A New Doping Scandal Hits the Rio Olympics – Russian Rowers Banned
The Russian men’s quadruple sculls team were delivered some very bad news. The world rowing’s ruling body has announced they have been disqualified from the Rio de Janeiro Olympics over a doping violation. It has been reported that trimetazide, a banned substance, has been found in a urine sample that was given by Sergei Fedorovtsev in an out-of competition test on May 17th. One week later he competed at the final Olympic qualifying regatta that was held in Lucerne. Russia finished ahead of the pack and qualified for Rio.
Sergei won gold in the quadruple sculls at the Olympics in 2004 and because he had provided a positive doping test the federation announced that any competitions he had participated in after 17th May would be automatically disqualified. Because of this the Russian team lost their place at the Olympics and were replaced by a crew from New Zealand.

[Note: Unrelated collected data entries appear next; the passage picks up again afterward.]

PR #104, opened 2022-07-16
Remove orphan Panning component and related code

### LINKED ISSUE #61: Camera panning and player move both happens if panning key combination includes the player move key
If a camera panning key combination (e.g. Ctrl+Up) includes a key from player move (e.g. Up), both actions will be performed.

64kramsystem:
Remove the now orphan Panning component and related code.

Also remove the controls section from the README.

### DIFF
--- a/README.md
+++ b/README.md
@@ -14,19 +14,6 @@ https://user-images.githubusercontent.com/1379590/175423671-0dc7bea3-6c63-42ed-a
 
 https://fishfight.github.io/punchy/demo/
 
-## Controls
-
-| Action            | ⌨️ Keyboard                      | ⌨️ Player 2               | 🎮 Gamepad       |
-| ----------------- | ------------------------------- | ------------------------ | ---------------- |
-| Movement          | W / S / A / D                   | Up / Down / Left / Right | Left Stick, DPad |
-| Throw Item        | C                               | Period                   | West             |
-| Shoot             | V                               | Right Shift              | East             |
-| Flop Attack       | Spacebar                        | Comma                    | South            |
-| Zoom Camera       | Ctrl + + / -                    | ❌️                       | ❌️               |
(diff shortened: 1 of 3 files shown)


zicklag:
I touched a lot of the input stuff with #100 including removing the camera controls so it's probably easier to do this after that merges so that I don't have to deal with merge conflicts on the big PR.

I think I've almost got that finished, just needs a couple small fixes to the button adjacency map.

I removed most of the unneeded camera stuff in #100 but I see you also modified `camera_follow_player` so that might still need to be done.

Bans were already in place for Russian athletes and these have been banned from competing for their country. The International Olympic Committee announced that any Prospective Olympians from the country would have to submit to individual anti-doping assessments and pass before being eligible to compete.
An appeal from the rowers has been partially upheld
The decision to ban the Russians from competing in the 2016 Olympics may have seemed pretty final. However, after an independently commissioned Wada report found evidence of a four-year, state-run ‘doping programme’ the IOC asked individual federations to decide whether the Russians could still compete.
The advice it gave was that federations should not allow Russians to compete if there was any doubts about doping. And also that any athletes previously sanctioned shouldn’t be allowed to compete. Subsequently, a three-person IOC panel decided to ratify the governing bodies decision and announced that 271 athletes, not just those from Russia, had satisfied its strict criteria.
That decision left five cases still pending and the Court of Arbitration for Sport (Cas) asked that the cases of another three athletes be looked at again.
The appeal from the rowers Anastasia Karabelshikova and Ivan Podshivalov were partially upheld, along with the swimmer Yulia Efimova. But Cas did say that the IOC could block the Russian athletes from competing if there was any doubt about whether they had ever been doped. It was told that it could not insist they couldn’t compete as this decision would be unenforceable.
An earlier Cas decision, known as the Osaka rule, supports this as it established that an athlete couldn’t be punished for the same doping offence on more than one occasion.
This meant that any athletes banned from Rio because they have previously been sanctioned for doping, would be entitled to challenge the decision that would be making them stay at home.